I ran away scared lol


----------



## PaulB (Jun 6, 2010)

marknorthumbria said:


> had a woman approach me once, complete stranger.
> 
> I ran away scared lol


Was she a munter? Thats the only problem with selling yourself, you can't have standards.


----------



## 25081 (Nov 24, 2011)

PaulB said:


> That is actually a good idea.


I'm a maths teacher for a living so its a no-brainer for me. Cash in hand!


----------



## marknorthumbria (Oct 1, 2009)

PaulB said:


> Was she a munter? Thats the only problem with selling yourself, you can't have standards.


no mate she was just a normal woman, but it wasnt a conversation i was prepared for lol


----------



## PaulB (Jun 6, 2010)

ShaneB said:


> I'm a maths teacher for a living so its a no-brainer for me.
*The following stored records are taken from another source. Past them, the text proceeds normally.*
PR #615, opened 2025-11-10
fix: Bring in changes to testing upgrades

rogeruiz:
# 🔀 PULL REQUEST

## 💡 Summary

I'm not entirely sure right now how this happened. But I'll look into it. The
two errors I was encountering are over here: https://github.com/CDCgov/dibbs-ecr-refiner/actions/runs/19241807464/job/55006085326?pr=604#step:4:538

**Error 1**

```
------
6.114 playwright.config.ts(10,17): error TS2591: Cannot find name 'process'. Do you need to install type definitions for node? Try `npm i --save-dev @types/node` and then add 'node' to the types field in your tsconfig.
6.114 playwright.config.ts(11,12): error TS2591: Cannot find name 'process'. Do you need to install type definitions for node? Try `npm i --save-dev @types/node` and then add 'node' to the types field in your tsconfig.
```

**Error 2**

```
6.843 vite.config.ts(14,3): error TS2769: No overload matches this call.
6.843   The last overload gave the following error.
6.843     Object literal may only specify known properties, and 'test' does not exist in type 'UserConfigExport'.
------
```

I may cherry-pick these into a new PR so it doesn't force this PR to get merged
in just to fix `app-build`.

## 🔗 Related Issue

- Found in #604

## ✅ Acceptance Criteria

- n/a

## 🧪 How to test

GitHub Actions should be all passing.

### DIFF
--- a/client/package-lock.json
+++ b/client/package-lock.json
@@ -34,6 +34,7 @@
         "@testing-library/jest-dom": "^6.9.1",
         "@testing-library/react": "^16.3.0",
         "@testing-library/user-event": "^14.6.1",
+        "@types/node": "^24.10.0",
         "@types/react": "^19.2.2",
         "@types/react-dom": "^19.2.2",
         "@typescript-eslint/parser": "^8.43.0",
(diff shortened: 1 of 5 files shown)


jakewheeler (changes requested):
As mentioned I think we'll want to close this in favor of #616.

Cash in hand!


I know if my child was struggling with a subject I would definitely pay for a tutor. Are there any regulations around this service? I mean do you need to be registered?


----------



## jon-kent (May 20, 2011)

How do people make money selling on ebay ? Surely they dont just sell there own stuff all day lol.


----------



## LordOfTheManor (Feb 25, 2013)

jon-kent said:


> How do people make money selling on ebay ? Surely they dont just sell there own stuff all day lol.
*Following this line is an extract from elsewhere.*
PR #633, opened 2025-11-20
swap activity log condition id with canonical url

### LINKED ISSUE #630: Replace condition ID references to conditions with canonical URL condition groupers
As part of the activation work, we're beginning to refer to conditions via their canonical URL that references the configuration grouper rather than the table ID's that are different for each condition version. 

We need to update all the places we're doing this check with the new values in order to have the places where the application only expects one condition to function correctly.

That's how I got into eBay, but now it's anything I come across at say from carboots or auctions.


----------



## jon-kent (May 20, 2011)

LordOfTheManor said:


> That's how I got into eBay, but now it's anything I come across at say from carboots or auctions.


Ah i see, so you have to be like a bargain hunter lol


----------



## LordOfTheManor (Feb 25, 2013)

jon-kent said:


> Ah i see, so you have to be like a bargain hunter lol


Yeah kind of. It's amazing what people sell at carboots.. Old consoles, games, books, and then just eBay them.


----------



## 25081 (Nov 24, 2011)

PaulB said:


> I know if my child was struggling with a subject I would definitely pay for a tutor. Are there any regulations around this service? I mean do you need to be registered?
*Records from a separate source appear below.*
PR #645, opened 2025-11-25
feat: activate configuration

### LINKED ISSUE #308: [USER STORY] Activate Configuration
## 👤💭 User Story

As a user, I want to activate my configuration, so that eCRs for that condition can start being refined in production.

## 🏗️ Acceptance Criteria

- [ ] Activation page w/ "Turn on configuration" or "Turn off configuration" button (Turn on if no active configuration, turn off if there is an active configuration)
- [ ] Turning on a configuration gives it an "active" status on the back-end (recognized by independent testing flow)

## Technical Implementation
- [ ] Configurations with status `active` and `inactive` should not be able to be updated any longer as a part of this work (check the config's status in API routes that update it). They will still appear as editable in the UI
- [x] We will be able to have multiple configs of the same type once users can activate configurations (a COVID-19 config in `draft` and one in `active`, for example).  This may cause issues where we currently create links using `condition_id` instead of `canonical_url`. Please make this change where applicable. One known instance of this issue can be seen with the activity log filter. If two COVID-19 configs exist, we'll have two separate entries for COVID-19 filters when we only want to show the user one
- [x] Two new routes will need to be added to `/api/v1/configurations.py`
  - [x] `POST /api/v1/configurations/:id/activate`, no body needed
  - [x] `POST /api/v1/configurations/:id/deactivate`, no body needed
  - [x] Both routes handle errors
  - [x] Both routes only allow status to change when conditions are met
- [x] Configuration's `status` should be used to decide which components display in the UI 
- [x] Client makes use of `useActivateConfiguration()` and `useDeactivateConfiguration()` mutations, client determines which is appropriate to use based off config properties

## 🎨 Designs
https://www.figma.com/design/QK7dVoNaG6qIF52r1imkwY/eCR-Refiner?node-id=2901-9377&t=zA8rVCNKp1danm9l-1

fzhao99:
# 🔀 PULL REQUEST

## 💡 Summary
Frontend for activations

https://github.com/user-attachments/assets/cde46143-6146-4447-9da1-df1f07b38925

Also to try and make or e2e's more reliable, set up some login fixtures at the worker level in line with the guidance from Playwright. Hoping that even if it doesn't solve all the flakiness issues that the e2e's are more reliable than before.

## 🔗 Related Issue

Fixes #308 
- #308

## ✅ Acceptance Criteria
- [ ] Activation page w/ "Turn on configuration" or "Turn off configuration" button (Turn on if no active configuration, turn off if there is an active configuration)

## 🧪 How to test
- Create a configuration locally
- Navigate to the activation tab
- Notice that the activation options are present / modal renders correctly
- Navigate back to the build tab and create another version / draft of that configuration
- Navigate back to the activation tab
- Notice that the activation options have updated according to the new options

### DIFF
--- a/client/e2e/utils.ts
+++ b/client/e2e/utils.ts
@@ -21,8 +21,7 @@ export function refreshDatabase(): string {
 }
 
 export async function login(page: Page, baseUrl = '/') {
-  await page.goto(baseUrl);
-
+  await page.goto(baseUrl, { waitUntil: 'networkidle', timeout: 60000 });
   await page.getByText('Log in').click();
   await page
     .getByRole('textbox', { name: 'Username or email' })


client/e2e/add-condition.spec.ts
```diff
@@ -1,39 +1,12 @@
...
-    await page.getByTestId('combo-box-input').press('Tab');
-    await page.getByRole('option', { name: 'Acanthamoeba' }).press('Enter');
-    await page.getByTestId('combo-box-input').press('Tab');
-    await page.getByTestId('combo-box-clear-button').press('Tab');
-    await page.getByTestId('modalFooter').getByTestId('button').click();
-    await expect(
-      page.getByRole('heading', { name: 'New configuration created' })
-    ).toBeVisible();
-
+    await createNewConfiguration('Acanthamoeba', page);
```
fzhao99: after this gets in, going to wrap this into some sort of fixture that does the setup automatically, potentially at the worker level, so that the tests are more parallellizable. That way each of the tests can have a more ergonomic way of getting a clean config to be working off of

client/playwright.config.ts
```diff
@@ -4,11 +4,10 @@ export default defineConfig({
   testDir: './e2e',
   timeout: 30 * 1000,
   expect: {
-    timeout: 5000,
+    timeout: 10 * 1000,
   },
-  fullyParallel: true,
   forbidOnly: !!process.env.CI,
-  retries: process.env.CI ? 2 : 0,
+  workers: 1,
```
fzhao99: couldn't get the parallized workers setup working which I _think_ is a function of the fact that we're doing logins at the worker level. We should be able to bump this up as we get more worker accounts.

client/src/pages/Configurations/ConfigActivate/index.tsx
```diff
@@ -1,55 +1,189 @@
...
+            </ul>
+          </div>
+          <hr className="text-gray-cool-20!" />
+          <ActivationButtons
+            configurationData={configuration.data}
+            isSuccess={isSuccess}
+            handleActivation={handleActivation}
+            handleDeactivation={handleDeactivation}
+            curVersion={configuration.data.version}
+            activeVersion={configuration.data.active_version}
```
jakewheeler: I think it'd make the most sense to continue passing in either `configurationData` itself (the whole object) or only pass in the properties that we plan to use within `ActivationButtons` instead of the full object + a couple individual properties (`curVersion` and `activeVersion`).

client/src/pages/Configurations/ConfigActivate/index.tsx
```diff
@@ -1,55 +1,189 @@
...
+      });
+      return;
+    }
+    activate(
+      {
+        configurationId: configuration.data.id,
+      },
+      {
+        onSuccess: async () => {
+          await refetchConfigurations(configuration.data, queryClient);
```
jakewheeler: When you invalidate the query it should auto-refresh the data and make the page appear up to date. Did you run into any issues with this?
```suggestion
          await queryClient.invalidateQueries({
            queryKey: getGetConfigurationQueryKey(configuration.data.id),
          });
```

client/src/pages/Configurations/ConfigActivate/index.tsx
```diff
@@ -1,55 +1,189 @@
...
+    // from all_versions
+    const idToDeactivate = configuration?.data?.all_versions
+      .filter((v) => v.status === 'active')
+      .map((c) => c.id);
+
+    deactivate(
+      { configurationId: idToDeactivate[0] },
+      {
+        onSuccess: async () => {
+          await refetchConfigurations(configuration.data, queryClient);
```
jakewheeler: Similar comment here - I believe an invalidation alone will do what we're after.

client/src/pages/Configurations/ConfigActivate/index.tsx
```diff
@@ -1,55 +1,189 @@
...
+  // split out the last trailing comma
+  codeSetDisplay = `${codeSetDisplay.slice(0, codeSetDisplay.length)} code set(s)`;
+
+  const numCustomCodes = configurationData.custom_codes.length;
+  if (configurationData.custom_codes.length > 0) {
+    codeSetDisplay += `, ${numCustomCodes} custom code(s)`;
+  }
+
+  return codeSetDisplay;
+}
```
jakewheeler: 👍  Looks good. My only suggestion here is just some super minor clean up. Double check me that this still works as it should!

```suggestion
function buildRetainedDataDisplay(configurationData: GetConfigurationResponse) {
  const codeSetNames = configurationData.code_sets
    .map((c) => c.display_name)
    .join(', ');
  const customCodeCount = configurationData.custom_codes.length;

  let result = `${codeSetNames} code set(s)`;

  if (customCodeCount > 0) {
    result += `, ${customCodeCount} custom code(s)`;
  }

  return result;
}
```

client/src/pages/Configurations/ConfigActivate/index.tsx
```diff
@@ -1,55 +1,189 @@
...
+
+async function refetchConfigurations(
```
jakewheeler: We'll need to check that the invalidation works as it should but we may be able to get rid of this function entirely.

client/src/pages/Configurations/ConfigurationTitleBar.tsx
```diff
@@ -84,8 +95,25 @@ export function ConfigurationTitleBar({ step }: ConfigurationTitleBarProps) {
             </div>
           </div>
         </div>
-        <p> {CONFIGURATION_TITLE_CONTENTS[step].subtitle}</p>
+        <p>
+          {boldWord(
+            CONFIGURATION_TITLE_CONTENTS[step].subtitle,
+            CONFIGURATION_TITLE_CONTENTS[step]?.boldedWords ?? undefined
+          )}
```
jakewheeler: I think we can make this a bit simpler if we change `subtitle` to type `React.ReactNode` because then we could do something like this:
```ts
    activate: {
      title: 'Turn on configuration',
      subtitle: (
        <span>
          Refiner will <span className="font-bold">immediately</span> start to
          refine eCRs with {condition} as a reportable condition, in accordance
          with this configuration.
        </span>
      ),
```
And this line would become:
```suggestion
{CONFIGURATION_TITLE_CONTENTS[step].subtitle}
```

No logic needed 👍

client/src/pages/Configurations/ConfigurationTitleBar.tsx
```diff
@@ -84,8 +95,25 @@ export function ConfigurationTitleBar({ step }: ConfigurationTitleBarProps) {
...
+        </p>
       </div>
     </div>
   );
 }
+
+function boldWord(text: string, word: string | undefined) {
```
jakewheeler: We'll be able to delete this if we go with my suggestion above!

client/src/pages/Configurations/ConfigurationTitleBar.tsx
```diff
@@ -7,27 +7,38 @@ type ConfigurationSteps = 'build' | 'test' | 'activate';
...
-  },
-  activate: {
-    title: 'Turn on configuration',
-    subtitle:
-      'Refiner will immediately start to refine eCRs with gonorrhea as a reportable condition, in accordance with this configuration.',
-  },
+type ConfigurationTitleContent = {
+  title: string;
+  subtitle: string;
+  boldedWords?: string;
```
jakewheeler: Mentioned in my other comment that this might be a good way to go!
```suggestion
  subtitle: React.ReactNode;
```

client/src/pages/Configurations/ConfigActivate/modals/SwitchActivationModal.tsx
```diff
@@ -0,0 +1,51 @@
...
+      title={`Switch to Version ${curVersion}`}
+      body={
+        <div>
+          <p id="activation-confirmation-modal-text" className="my-6">
+            You're about to stop Version {activeVersion} and start Version{' '}
+            {curVersion}
+          </p>
+          <p>
+            The eCR pipeline will begin using Version {curVersion}{' '}
+            <b>immediately</b>
```
jakewheeler: Extremely minor but I'd probably lean towards this instead of using a `<b>` tag here since [that tag has a semantic meaning](https://developer.mozilla.org/en-US/docs/Web/HTML/Reference/Elements/b) that doesn't really apply in this case.
```suggestion
            <span className="font-bold">immediately</span>
```

client/src/pages/Configurations/ConfigActivate/ActivationButtons.tsx
```diff
@@ -0,0 +1,65 @@
...
+      )}
+      {buttonState === StatusUpdateStates.TURN_ON && (
+        <TurnOnButtons handleActivation={handleActivation}></TurnOnButtons>
+      )}
+
+      {buttonState === StatusUpdateStates.TURN_OFF && (
+        <TurnOffButtons handleDeactivation={handleDeactivation} />
+      )}
+    </div>
+  );
```
jakewheeler: Would something like this work instead? Whenever the state gets updated this component should be re-rendered so there shouldn't be a need for us to use the `useEffect`. Let me know if I'm missing a detail!

And as usual please double check my logic 😆 
```suggestion
  if (
    configurationData.status === 'active' &&
    configurationData.active_version === configurationData.version
  ) {
    return <TurnOffButtons handleDeactivation={handleDeactivation} />;
  }

  if (!configurationData.active_version) {
    return <TurnOnButtons handleActivation={handleActivation} />;
  }

  return (
    <SwitchFromPrevious
      handleActivation={handleActivation}
      handleDeactivation={handleDeactivation}
      curVersion={configurationData.version}
      activeVersion={configurationData.active_version}
    />
  );
```

client/e2e/utils.ts
```diff
@@ -22,24 +39,26 @@ export async function logout(page: Page) {
...
-        throw new Error(String(err.stderr));
-      } else if (err.message) {
-        throw new Error(String(err.message));
-      } else {
-        throw new Error(JSON.stringify(err));
-      }
-    }
-    throw new Error(String(error));
-  }
+export async function createNewConfiguration(
```
jakewheeler: Nice 👍

client/src/pages/Configurations/ConfigActivate/ActivationButtons.tsx
fzhao99: this is much better thanks! had an earlier stateful version of the implementation and didn't think to clean up the useEffect once I simplified things

client/playwright.config.ts
fzhao99: Yeah I thought it'd be fine to use multiple workers because of this fact as well, but in practice, think something else is going wrong. It does seem that just using the one worker is making the tests pass every time though, so I opted to just set the one worker up for now until I have the chance to look further into it in a followup.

I honestly don't know. I tutored my cousin for free and asked my aunt to just pass on my details to any parents she knows so I got work by word of mouth. I think you can advertise on websites but don't know if you have to have qualifications or anything.


----------



## mojo-jojo (Jul 8, 2012)

You could invest in one of our franchises


----------



## Pain2Gain (Feb 28, 2012)

Steriods and drugs best Income there is to make 'on the side' round the area I'm from


----------



## Sambuca (Jul 25, 2012)

My business makes enough to live comfortably. Working on something fitness related now and I reckon it will make me a lot 

All the loaded people I know are all bent as ****. It's in built in to some to rip people off I know one millionaire who just can't help himself will rob even if it 50p off a customer lol


----------



## paulandabbi (Mar 13, 2013)

LordOfTheManor said:


> :beer: cheers. I like that idea. Might have to give that a bit of thought.
> 
> This is exactly why I started this thread. Ideas, ideas!!


Seems like a good idea to me. I have never seen anything like it and you could always go to things like bodypower aswell!!

You can get a decent van for £8k and start from there. If it works buy more.

Good luck mate.


----------



## paulandabbi (Mar 13, 2013)

Sambuca said:


> My business makes enough to live comfortably. Working on something fitness related now and I reckon it will make me a lot
> 
> All the loaded people I know are all bent as ****. It's in built in to some to rip people off I know one millionaire who just can't help himself will rob even if it 50p off a customer lol


Thats why rich people are rich lol they don't give away anything and take everything


----------



## Mish (May 1, 2011)

@Ricky12345 how did you make your millions?


----------



## Aggression (Apr 13, 2009)

mattiasl said:


> I sell my body to older ladies :tt2:


Thats where i've gone wrong. I never charged :no:


----------



## LordOfTheManor (Feb 25, 2013)

paulandabbi said:


> Seems like a good idea to me. I have never seen anything like it and you could always go to things like bodypower aswell!!
> 
> You can get a decent van for £8k and start from there. If it works buy more.
> 
> Good luck mate.


Funny you say that regards bodypower.. I noticed one of the busiest stands there last year was the burger stand selling Ostrich burgers and Venison.. Bet they made a mint!!


----------



## paulandabbi (Mar 13, 2013)

LordOfTheManor said:


> Funny you say that regards bodypower.. I noticed one of the busiest stands there last year was the burger stand selling Ostrich burgers and Venison.. Bet they made a mint!!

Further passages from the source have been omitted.